Every line of the listing should be repeated exactly.

- _Collected data_:
===============
PR #164, opened 2023-02-03
Improve error handling around smarty calls e.g. incorrect creds

gordonfarrell:
Addresses the lack of visibility into smarty errors, users should now see detailed error info for things such as bad smarty creds etc.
===============
- _Finished exercise_:
PR #164, opened 2023-02-03
Improve error handling around smarty calls e.g. incorrect creds

gordonfarrell:
Addresses the lack of visibility into smarty errors, users should now see detailed error info for things such as bad smarty creds etc.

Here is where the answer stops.